If we wanted to make this public, I'd go for removing the geographic location field entirely, and probably for daily or monthly resolution instead of hourly (depending on bucket size).
Also, splitting the data set in several unrelatable thematic data sets could help: queries by country, queries by user agent, session queries, etc.

Sorry if I'm too pessimistic, I'm not familiar with the kind of information that WDQS queries can give away about users.

I made a more formal full description of which data I'd like to be in the public dataset, so people don't have to read through all the comments here: https://www.wikidata.org/wiki/User:Smalyshev_(WMF)/Publishing_query_data

Please review and comment if you see anything missing or wrong.

I think notes look good.

@mforns main point that I missed is that we probably also want to remove geolocation from dataset #1, I see that from your sumup you did.

Remaining item is sanitization of sparql queries and on that I think we have to trust your expertise.

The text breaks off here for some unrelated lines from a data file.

PR #1524, opened 2024-01-05
feat(metal/bf16): additional cast support for bf16

kyle-mccarthy:
- extended bf16 cast support and testing
- added tests for bf16 binary ops
- added `is_u32_bf16` and `is_u8_bf16`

As in any system any non parseable queries should be removed cause -as we have seen before- bad queries might contain someone's credit card number (for real). From your notes you are also removing non parseable queries so, good again. I think also grouping user agent should be of use and not a privacy concern (as long as you only include broad categories. For example, we do not want to include: "user agent of the lunux distro only 3 people in the world have access to", this case is covered by you removing long tail of browsers with less than 10.000 requests.

Let's go ahead and start working on this, oozie/spark will be the way to go, since you already have tags on webrequest data you can probably run the job that will create this data once a day as you are only quering a subset of webrequest table ? (cc @JAllemandou to confirm). Here are some spark examples that might be of use to know how to generally approach the problem: https://github.com/wikimedia/analytics-refinery-source/blob/master/refinery-job/src/main/scala/org/wikimedia/analytics/refinery/job/ClickstreamBuilder.scala

@Nuria , @Smalyshev : Given all wikidata-query tagged rows belong in misc, which is super small, I have no objection running jobs either hourly or daily.

@Esc3300 Which users? WDQS does not track users, only queries. The log does contain query IP but the data processing will remove it, as well as any other PII. Additionally, we don't really know who runs any of the queries (beyond the basic information like IP) so I am not sure how personal opt-out is possible.